Yet an employer has the right to hire those employees he feels will
fit into his company, benefiting him, his company and its bottom line.
IF someone acts like a fool, as placing lewd photos of himself or
using abusive and/or blasphemous language on line, then that employer
should have the right to exclude that interviewer from consideration into
his company.
In fact, I can name quite a few people who have shut their companies
down because federal regulations got too hectic - and many will be shutting
their doors by next year, if the socialists continue to prosper in DC
instead of restoring the US to that which our forefathers' foresaw.
Europe is falling into the hands of these non-thinking ones who must
think that money grows on trees rather than stemming from the hard work of
the industrious ones; remember Chicken Little.

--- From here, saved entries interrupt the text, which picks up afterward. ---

PR #3847, opened 2026-01-30
source-stripe-native: fix exempt streams with scheduled backfills

JustinASmith:
**Description:**

## Summary

This PR fixes two critical bugs affecting incremental capture and adds scheduled backfill support for streams with unreliable Stripe event generation.

## Bug Fixes

**Stuck cursor when `capture_connected_accounts=false`**: The incremental cursor never advanced during idle periods because the cursor advancement logic incorrectly required `connected_account_id` to be non-None. This caused the connector to repeatedly fetch the same time window indefinitely. Fixed by changing `elif connected_account_id and end > log_cursor` to `else` (or `elif end > log_cursor` for `fetch_incremental_no_events`).

**Duplicate backfills for Accounts when `capture_connected_accounts=true`**: The Accounts stream incorrectly spawned subtasks for each connected account. Since `/v1/accounts` always queries from the platform account to list all connected accounts, this caused N redundant backfills (e.g., 7,500 duplicates for 7,500 connected accounts). Fixed by adding Accounts to `CONNECTED_ACCOUNT_EXEMPT_STREAMS` to skip per-account subtasks and use non-dict state.

## Scheduled Backfills

Added `SCHEDULED_BACKFILL_STREAMS` with daily schedule (`0 0 * * *`) for eventual consistency, since Stripe's event generation is unreliable for these streams:

| Stream | Subtask Exempt | Incremental Mechanism | Backfill Schedule |
|--------|---------------|----------------------|-------------------|
| Accounts | Yes | List endpoint (`fetch_incremental_no_events`) | Daily |
| Persons | No | Events API (created/updated/deleted) | Daily |
| ExternalAccountCards | No | Events API (created/updated/deleted) | Daily |
| ExternalBankAccount | No | Events API (created/updated/deleted) | Daily |

**Accounts** is the only subtask-exempt stream. It uses the list endpoint because Stripe's event generation for accounts is unreliable—testing confirmed that webhooks receive `account.updated` events, but the Events API endpoint may not surface them.

**Persons, ExternalAccountCards, ExternalBankAccount** are child streams accessed via parent endpoints (e.g., `/accounts/{id}/persons`). They create per-account subtasks to query each connected account's events with the `Stripe-Account` header. They retain full EVENT_TYPES for best-effort event capture, with daily scheduled backfills as a safety net for missed events.

## State Migration

Accounts stream includes automatic state migration from dict format (per-account subtasks) to non-dict format for existing captures. The migration:
- Preserves the platform account's incremental cursor
- Triggers a re-backfill to ensure data consistency
- Uses `merge_patch=False` to fully replace dict state with non-dict state

**Workflow steps:**

https://github.com/estuary/flow/pull/2649

**Notes for reviewers:**

Performed a lot of different tests to build confidence in this.

**Unit tests** (`tests/test_state_migration_unit.py`):
- Migration uses platform account cursor when available
- Fallback to earliest cursor when platform cursor missing
- Handles None cursors in dict state
- Non-dict state passes through unchanged
- Empty dict state handled gracefully

**Manual verification** (live capture with 4 connected accounts):
- Confirmed state migrated from dict to non-dict format
- Verified cursor advanced after migration (13:08 → 13:12)
- Confirmed re-backfill triggered and completed
- Verified duplicate Accounts workers eliminated (4 → 1)
- Confirmed non-exempt streams (BankAccounts for e.g.) still use per-account subtasks
- Compared RocksDB state dumps before/after migration


source-stripe-native/source_stripe_native/resources.py
```diff
@@ -773,13 +936,19 @@ def fetch_page_factory(account_id: str):
...
-        initial_config=ResourceConfig(name=cls.NAME, interval=timedelta(minutes=5)),
+        initial_state=effective_initial_state,
+        initial_config=ResourceConfigWithSchedule(
+            name=cls.NAME,
+            interval=timedelta(minutes=5),
+            schedule=DEFAULT_SCHEDULE,
+        ) if needs_schedule else ResourceConfig(
+            name=cls.NAME,
+            interval=timedelta(minutes=5),
+        ),
```
JustinASmith: same as above

source-stripe-native/source_stripe_native/resources.py
```diff
@@ -312,6 +318,77 @@ def _create_initial_state(account_ids: str | list[str]) -> ResourceState:
...
+        task.log.info(
+            f"Migrating {stream_name} from dict state to non-dict state. "
+            "This will trigger a re-backfill."
+        )
+        state = _migrate_exempt_stream_state(state, platform_account_id)
+        # Uses merge_patch=False to fully replace dict state with non-dict state
+        await task.checkpoint(
+            ConnectorState(bindingStateV1={binding.stateKey: state}),
+            merge_patch=False,
+        )
```
Alex-Bair: What happens to the other bindings' previously checkpointed state after making this `merge_patch=False` checkpoint? I anticipate they get wiped; that's what I observed when I tried the same strategy for `source-jira-native` in this [PR](https://github.com/estuary/connectors/pull/3302#discussion_r2370259518).

Instead, a safer alternative that does not wipe out other bindings' checkpointed state would be using a `merge_patch=True` checkpoint that both adds the migrated non-subtask state and deletes state for the subtask keys in the same checkpoint. I used this strategy recently in `source-outreach` [here](https://github.com/estuary/connectors/blob/53d8a824743885887586f636e056f3458e99d5de/source-outreach/source_outreach/resources.py#L45-L64), and it worked well. Could the same strategy be used here?

Alex-Bair (commented):
Had a few comments/questions.

Also regarding the capture snapshot failure, is the issue that it's not getting replaced after running `pytest --insta=update`? The `source-stripe-native` capture snapshot has been relatively stable in the past year-ish and has only needed updated for the addition of new fields. It looks like the failures right now are due to missing documents, which makes me suspect that something in the connector has changed causing the test to miss those documents. We need to understand why that's happening and determine if it's acceptable before approving and merging.

source-stripe-native/source_stripe_native/resources.py
JustinASmith: I am looking into this more. I tested this thoroughly and even ran `flowctl-go shards recover` before and after migration and have logs dump showing we migrated with `merge_patch=False` for the `Accounts` binding and the other binding's states were preserved nonetheless... So I am confused. I reviewed the CDK too and you are right that it should wipe out the state...

FWIW, this is my logs and observations from RocksDB state dumps.
`[MIGRATION] Checkpoint payload (merge_patch=False): bindingStateV1={'Accounts': ResourceState(...)}`

Then the runtime logs show: `persisting updated connector state: {"bindingStateV1":{"Accounts":{...}}}`

The checkpoint sent to the runtime only contained the Accounts binding. Yet the final state dump shows all 40 other bindings preserved with their cursors advancing.

Alex-Bair: What were the conditions when you were testing? If all 40 other bindings emitted a checkpoint after the `merge_patch=False` one but before the connector restarted, that could explain why the remaining bindings' resource states were still present in the dump. Or if that didn't happen, it's possible the connector restarted, saw there was no state for the 40 other bindings, then started processing them with the `initial_state` & checkpointed; if this happened, I'd anticipate you'd also see the "beginning/resuming backfill" logs for those other bindings too.

When testing, it would help to add a log in the connector's `open` [method](https://github.com/estuary/connectors/blob/53d8a824743885887586f636e056f3458e99d5de/source-stripe-native/source_stripe_native/__init__.py#L82-L89) that logs out what `open.state` is. `open.state` is the `ConnectorState` the connector receives from the runtime, and that will show what the connector's actually receiving when it starts up before making any additional checkpoints.

source-stripe-native/source_stripe_native/models.py
```diff
@@ -816,11 +817,20 @@ class TransferReversals(BaseStripeChildObject):
...
+
+# Streams that should have scheduled backfills to ensure data completeness.
+# Stripe's Events API may not reliably generate events for these streams.
+# We don't fully understand why events appear for some users/scenarios and not others,
+# so scheduled backfills ensure we don't miss any data.
+SCHEDULED_BACKFILL_STREAMS = [
+    "Accounts",
     "ExternalAccountCards",
     "ExternalBankAccount",
     "Persons",
```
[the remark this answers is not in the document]
Alex-Bair: The connector itself doesn't need to handle re-initializing the state. This connector still uses the CDK's `open` function:
https://github.com/estuary/connectors/blob/4285491aadd5a332ec0bdbd69634af6bb24ae134/source-stripe-native/source_stripe_native/__init__.py#L89

and that already contains all the logic around checking if a resource's state should be re-initialized because of its schedule:
https://github.com/estuary/connectors/blob/e6aeb5c30e1d1a9baaf906b1e40e181096ce5b21/estuary-cdk/estuary_cdk/capture/common.py#L642-L674

That handling happens when the connector starts up, so the CDK handles the "when I start up, should I re-initialize the state?" piece. And the CDK's `open` function also sets a scheduled stop if any bindings do not have an ongoing backfill but should backfill soon per their schedule:
https://github.com/estuary/connectors/blob/e6aeb5c30e1d1a9baaf906b1e40e181096ce5b21/estuary-cdk/estuary_cdk/capture/common.py#L688-L691

But what happens if a binding's backfill took long enough that it missed a scheduled backfill? The CDK's `open` function wouldn't have set a scheduled stop since there was an ongoing backfill (we don't want to unnecessarily stop the connector!), so the CDK's `open_binding` / `_binding_backfill_task` functions handles stopping / scheduling a stop when an ongoing backfill completes:
https://github.com/estuary/connectors/blob/e6aeb5c30e1d1a9baaf906b1e40e181096ce5b21/estuary-cdk/estuary_cdk/capture/common.py#L1036-L1046

`source-stripe-native` doesn't use the CDK's `open_binding`/`_binding_backfill_task` functions, so it doesn't have that handling for stopping / scheduling a stop when an ongoing backfill finishes. That handling is what needs added to the priority capture logic in the connector.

On Tue, Oct 16, 2012 at 10:38 PM, Jay Lozier <[email protected]> wrote:
On 10/16/2012 09:12 PM, rost52 wrote:
> > I attended last week a seminar on the the legal situation with social
> > networks. The presenting US lawyer mentioned that even in the US
> > asking for FB passwords is illegal.
> >
> >
> > On 16.10.2012 22:59, Jay Lozier wrote:
> >> Anyone asking for my Facebook password in a job interview is
> >> out of luck; I do not know it because I use a password manager and each
> >> password I use is generated per account
> >
> >
> It has not stopped people from asking in a job interview. In most US
> states it is no explicitly illegal nor is it explicitly illegal in US
> Federal law. A couple of counter arguments would be: "Do you really want
> me to violate my contract with Facebook?", or "Do you realize you are
> asking me to violate one the most basic tenets of computer security;
> never reveal your log in credentials to anyone?" The first implies that
> they will ask you to potentially violate a contract or, worse, the law.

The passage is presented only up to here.